Finding her Path of Life

Yesterday we did not make it to church yet again. I could lie and tell everyone I did go to church (how would you know the difference) but that would be wrong and it would defeat the purpose of my blog.

It was quite selfish on my part. Had I not gone out on my birthday for alone time then I would have gotten my daughters things ready for camp rather than waiting til Sunday morning. Anyhow, yesterday morning was spent packing and organizing for her week away from home.

My daughter has gone to the same Christian camp for the past 3 yrs. We could probably send her somewhere different but she likes this camp and they know her. She is comfortable there and has never had a bad experience there. After she was registered and we got her set up on her bunk I tried to put her shoes underneath the bed.

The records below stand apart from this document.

PR #6165, opened 2022-08-01
Avoid use of MD in X.509 write test suite

mprse:
## Description
test_suite_x509write: use psa_hash_compute() instead mbedtls_md().

## Status
**READY**

## Requires Backporting
NO  
## Migrations
NO

### DIFF
--- a/tests/suites/test_suite_x509write.function
+++ b/tests/suites/test_suite_x509write.function
@@ -34,8 +34,7 @@ size_t mbedtls_rsa_key_len_func( void *ctx )
     defined(MBEDTLS_PEM_WRITE_C) && defined(MBEDTLS_X509_CSR_WRITE_C)
 static int x509_crt_verifycsr( const unsigned char *buf, size_t buflen )
 {
-    unsigned char hash[MBEDTLS_MD_MAX_SIZE];
-    const mbedtls_md_info_t *md_info;
+    unsigned char hash[PSA_HASH_MAX_SIZE];
     mbedtls_x509_csr csr;
     int ret = 0;
 
@@ -47,8 +46,12 @@ static int x509_crt_verifycsr( const unsigned char *buf, size_t buflen )
         goto cleanup;
     }
 
-    md_info = mbedtls_md_info_from_type( csr.sig_md );
-    if( mbedtls_md( md_info, csr.cri.p, csr.cri.len, hash ) != 0 )
+    psa_algorithm_t psa_alg = mbedtls_hash_info_psa_from_md( csr.sig_md );
+    size_t hash_size = 0;
+    psa_status_t status = psa_hash_compute( psa_alg, csr.cri.p, csr.cri.len,
+                                            hash, PSA_HASH_MAX_SIZE, &hash_size );
+
+    if( status != PSA_SUCCESS )
     {
         /* Note: this can't happen except after an internal error */
         ret = MBEDTLS_ERR_X509_BAD_INPUT_DATA;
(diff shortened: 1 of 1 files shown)


minosgalanakis (approved):
The code looks good.

It could held if the commit message was worded a bit differently:
`Avoid use of methods from md.hin X.509 write test suite` ?

tom-cosgrove-arm:
Is this more of a "use PSA rather than legacy MD interfaces" thing?

mprse:
> Is this more of a "use PSA rather than legacy MD interfaces" thing?

This is part of optimization, to separate legacy MD interface from PSA, so we can run this test without `MBEDTLS_MD_C` if we have  `MBEDTLS_PSA_CRYPTO_C` and required hash enabled.
More info can be found in the following header: https://github.com/Mbed-TLS/mbedtls/blob/development/library/legacy_or_psa.h

tom-cosgrove-arm:
> ... so we can run this test without `MBEDTLS_MD_C` if we have `MBEDTLS_PSA_CRYPTO_C` and required hash enabled

So yes, this achieves that. And it's not required to run the test if we don't have `MBEDTLS_PSA_CRYPTO_C`?

It seems to me it switches dependency from legacy MD interface to PSA interface. Is that right? It's fine if that is the intention, I just want to check my understanding.

mprse:
> And it's not required to run the test if we don't have MBEDTLS_PSA_CRYPTO_C?

If we don't have any of `MBEDTLS_MD_C` nor `MBEDTLS_PSA_CRYPTO_C` then the test will be skipped.

> It seems to me it switches dependency from legacy MD interface to PSA interface. Is that right?

Well in the next step we will switch dependency to allow `MD` or `PSA` version. For example if test depends currently on `MBEDTLS_SHA1_C`, then this will be changed to `MBEDTLS_HAS_ALG_SHA_1_VIA_MD_OR_PSA`:
```
#if ( defined(MBEDTLS_MD_C) && defined(MBEDTLS_SHA1_C) ) || \
    ( defined(MBEDTLS_PSA_CRYPTO_C) && defined(PSA_WANT_ALG_SHA_1) )
#define MBEDTLS_HAS_ALG_SHA_1_VIA_MD_OR_PSA
#endif
```

tom-cosgrove-arm:
> If we don't have any of MBEDTLS_MD_C nor MBEDTLS_PSA_CRYPTO_C then the test will be skipped.

Sorry, I'm being really slow here. It looks to me that the test used to require `MBEDTLS_MD_C` and not care about `MBEDTLS_PSA_CRYPTO_C`, but now if there isn't `MBEDTLS_PSA_CRYPTO_C`it won't work, whether `MBEDTLS_MD_C` is set or not. What am I missing?

mprse:
I'm sorry if my answers are unclear. I also just started working on these tasks and not all still is clear to me.

> Sorry, I'm being really slow here. It looks to me that the test used to require MBEDTLS_MD_C and not care about MBEDTLS_PSA_CRYPTO_C, but now if there isn't MBEDTLS_PSA_CRYPTO_Cit won't work, whether MBEDTLS_MD_C is set or not. What am I missing?

This particular function is guarded with `MBEDTLS_USE_PSA_CRYPTO` anyway and it was using legacy MD interface. So all tests that use this function depend on `USE_PSA` anyway, but now we will be able to build these tests with `PSA` and without `MD`.

In general we want to split using of legacy MD and PSA version. If we want to use PSA version we also want to be able to remove MD module from build.

tom-cosgrove-arm:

Apparently, the girl on the bottom bunk thought that she had to bring enough stuff to take up every square inch of underneath the bed. I just pushed enough stuff out from underneath to make room for my daughters 3 pair of shoes then the rest stayed in luggage along side the bed. I worried about a few things:

1. The girl on the bottom bunk had brought approximately 10 pairs of shoes and only the flip flops had less than a 5 inch heel. (What parent lets there daughter who is less than 13 yrs old wear heels like that?) This tells me a lot about the girl.

a) She does what she wants with her parents permission
b) or she does what she wants behind her parents back
c) she knows nothing about the outdoors
d) she knows nothing about how a respectable young girl should dress (she also had on a mini skirt and a tank top that was way too tight along with yet another pair of heels and a thick line of black eyeliner painted all the way around each eye)

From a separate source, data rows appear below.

PR #6181, opened 2022-08-08
Add tests for mbedtls_ecp_set_zero

### LINKED ISSUE #5922: Test mbedtls_ecp_set_zero
Test `mbedtls_ecp_set_zero`:

* on a freshly initialized point;
* after calling `mbedtls_ecp_set_zero`;
* after setting a nonzero value in the point;
* after setting a nonzero value in the point then calling `mbedtls_ecp_point_free`.

In all cases, check that `mbedtls_ecp_is_zero` is true, that `mbedtls_ecp_point_cmp` between different zero points is true, and that `mbedtls_ecp_point_cmp` with a nonzero point is false.

(Note that the library uses weird terminology: “zero” here is the point at infinity. Check the documentation of `mbedtls_ecp_point` for the representation contract of points.)

wernerlewis:
## Description
Tests function with various ECP point conditions, covering freshly
initialized, zeroed, non-zero, and freed points. Resolves #5922.

## Status
**READY**

## Requires Backporting

Yes 2.28 #6182


daverodgman (approved):

tom-cosgrove-arm (approved):
LGTM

2. I'm worried that the girl on the bottom bunk is going to be mean to my daughter because she's younger, passive and naturally beautiful. Maybe I'm over reacting but I remember girls like this girl. I hated how they were mean to me and I will be heartbroken the first time my daughter is hurt by another girl because of jealousy or whatever cattiness it may be that day.

3. My biggest fear and worry though is that I go to pick my daughter up on Saturday and she introduces me to her new best friend (the girl on the bottom bunk).

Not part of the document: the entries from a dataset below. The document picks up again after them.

Issue #6183, opened 2022-08-09
Potential cases of NULL pointer dereferencing


leorosen:
### Summary
This is an umbrella ticket for several cases of problematic code where there exists a potential for NULL-pointer dereferencing.

gilles-peskine-arm:
If you submit patches for such issues, please distinguish cases that can actually happen and patches that are just making the code more future-proof or easier to analyze statically. Cases that can actually happen need a changelog entry and preferably a non-regression test. Cases that can't happen need an explanation (e.g. in the PR description) of why they can't happen.

Note that by default, if an Mbed TLS public function takes an argument with a pointer type, it expects this pointer to be valid, i.e. non-null. There are exceptions (some functions do accept a null pointer and return an error status without documenting this), but in general, we don't want to litter the code with `if (arg == NULL) return ERROR`.

daverodgman:
Closing this issue (keeping the PRs) - it's fine for the PRs to stand alone without a generic issue, and there's no extra info captured here. Thanks @leorosen for all the contributions!

Issue #3486, opened 2020-07-08
mbedtls_md_setup memory leak if allocation fails


guidovranken:
### Description
- Type: Bug
- Priority: Minor

---------------------------------------------------------------
## Bug

The following code produces a memory leak. This happens because I've modified the allocator to return `NULL` on the second allocation request.

```c
#include <mbedtls/md.h>
#include <mbedtls/platform.h>

#include <string.h>
#include <stdint.h>
#include <stdlib.h>
#include <stddef.h>

#define CF_CHECK_EQ(expr, res) if ( (expr) != (res) ) { goto end; }
#define CF_CHECK_NE(expr, res) if ( (expr) == (res) ) { goto end; }

static void* mbedTLS_custom_calloc(size_t A, size_t B) {
    static int i;
    i++;
    if ( i == 2 ) return NULL;
    const size_t size = A*B;
    void* p = malloc(size);
    if ( size ) {
        memset(p, 0x00, size);
    }
    return p;
}

static void mbedTLS_custom_free(void* ptr) {
    free(ptr);
}

int main(void)
{
    if ( mbedtls_platform_set_calloc_free(mbedTLS_custom_calloc, mbedTLS_custom_free) != 0 ) {
        abort();
    }

    mbedtls_md_info_t const* md_info = NULL;
    mbedtls_md_context_t md_ctx;

    mbedtls_md_init(&md_ctx);

    CF_CHECK_NE(md_info = mbedtls_md_info_from_type(MBEDTLS_MD_SHA512), NULL);
    CF_CHECK_EQ(mbedtls_md_setup(&md_ctx, md_info, 1), 0 );

end:
    mbedtls_md_free(&md_ctx);

    return 0;
}
```

Fix it by moving

https://github.com/ARMmbed/mbedtls/blob/3ee91f47f44d4133d3f155b113abfdf7bef98c4e/library/md.c#L471

to before line 461

PR #6184, opened 2022-08-09
mbedtls_ssl_check_curve prevent potential NULL pointer dereferencing

leorosen:
Avoid the shorthand practice of the form 'x = func(foo)->bar' which
exposes the code to NULL pointer derefferncing when the 'func()'
returns a NULL pointer.
In this specific case this pattern was cleaned from the curve matching
code as part of negotiating the session cipher combination.

## Description
See #6183 

## Status
READY

## Requires Backporting
NO  

## Migrations
NO


gilles-peskine-arm:
Please add a signoff line to your commit messages. Otherwise we aren't allowed to use your patches.

gilles-peskine-arm (changes requested):
Patch to `mbedtls_ssl_check_curve`: approved. This function is currently only ever called on the group ID of an already constructed ECC context, so it's guaranteed not to run into the null case. (The TLS code calls `mbedtls_ssl_check_curve_tls_id`, which does not have a similar issue, when it receives a curve ID of unknown validity from the peer.) However, it might be called on a group ID obtained in another way in the future, so it is good to make it more robust.

Patch to `ssl_parse_certificate_verify`: rejected. It's neither useful nor correct.

library/ssl_tls.c
```diff
@@ -6541,14 +6548,19 @@ static int ssl_parse_certificate_verify( mbedtls_ssl_context *ssl,
...
-            mbedtls_ssl_check_curve( ssl, mbedtls_pk_ec( *pk )->grp.id ) != 0 )
+        if( mbedtls_pk_can_do( pk, MBEDTLS_PK_ECKEY ) )
         {
-            ssl->session_negotiate->verify_result |= MBEDTLS_X509_BADCERT_BAD_KEY;
+            const mbedtls_ecp_keypair *ec = mbedtls_pk_ec( *pk );
 
-            MBEDTLS_SSL_DEBUG_MSG( 1, ( "bad certificate (EC key curve)" ) );
-            if( ret == 0 )
-                ret = MBEDTLS_ERR_SSL_BAD_CERTIFICATE;
+            if( ec != NULL && mbedtls_ssl_check_curve( ssl, ec->grp.id ) != 0 )
```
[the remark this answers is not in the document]
leorosen: Ok, I will replace the handling of `ec == NULL` case with an assertion.

library/ssl_tls.c
```diff
@@ -6541,14 +6560,20 @@ static int ssl_parse_certificate_verify( mbedtls_ssl_context *ssl,
         /* If certificate uses an EC key, make sure the curve is OK.
          * This is a public key, so it can't be opaque, so can_do() is a good
          * enough check to ensure pk_ec() is safe to use here. */
-        if( mbedtls_pk_can_do( pk, MBEDTLS_PK_ECKEY ) &&
-            mbedtls_ssl_check_curve( ssl, mbedtls_pk_ec( *pk )->grp.id ) != 0 )
+        if( mbedtls_pk_can_do( pk, MBEDTLS_PK_ECKEY ) )
         {
-            ssl->session_negotiate->verify_result |= MBEDTLS_X509_BADCERT_BAD_KEY;
+            const mbedtls_ecp_keypair *ec = mbedtls_pk_ec( *pk );
+            ASSERT( ec != NULL, ( "mbedtls_pk_ec() returned MULL"));
```
gilles-peskine-arm, line 6566: Printing something to stdout is neither acceptable nor useful. If we think this can happen, it should be treated as an internal error: write a log message and return with `MBEDTLS_ERR_SSL_INTERNAL_ERROR`. But I maintain that this can't happen for a well-understood reason, therefore this is bloat and we should keep the code here as it was before.

gilles-peskine-arm (changes requested):

library/ssl_tls.c
gilles-peskine-arm: `assert()` can be compiled out, so it's pointless as a security or robustness measure. We can ensure that it's compiled in in a most test environments, but that wouldn't help: we do know that a null pointer dereference causes a crash in our all our test environments (if compiler optimizations haven't caused the dereference not to happen).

All I can say is that the girls counselor has her hands full. I asked her to keep an eye out for my daughter and she understood why. That poor girl has her hands full. She told me that another girl had brought 10 suitcases. That's more than one whole suitcase per day.

Last bit of our "Saying goodbye" conversation:


Me: You know that if anything inappropriate happens with an adult or counselor you immediately find another adult

Daughter: Yes Mom (with a teenager attitude)

Me: Don't let anyone push you around. Don't let anyone be mean to you. You have a good time.

Daughter: I know (with teenager attitude again)

Me: I love you.

Daughter: I love you too. (little girl attitude back)

She goes off to the ball field where all of the children are. As we were pulling out she comes running up the hill crying.

Me: Is something wrong?

Daughter: No (crying)

Me: Did you get hurt going down the hill?

Daughter: No (still crying)

Me: Do you want to come home? You don't have to stay.

Daughter: No. I want to stay. (still crying)

When she was done crying her river of tears and ready to part ways, she went down the hill. My husband and I stayed and watched from afar until we were sure that she was not going to come back up the hill. We did not leave until another girl came over to talk with her and they were having a good time. Some times are harder than other times to let them grow up.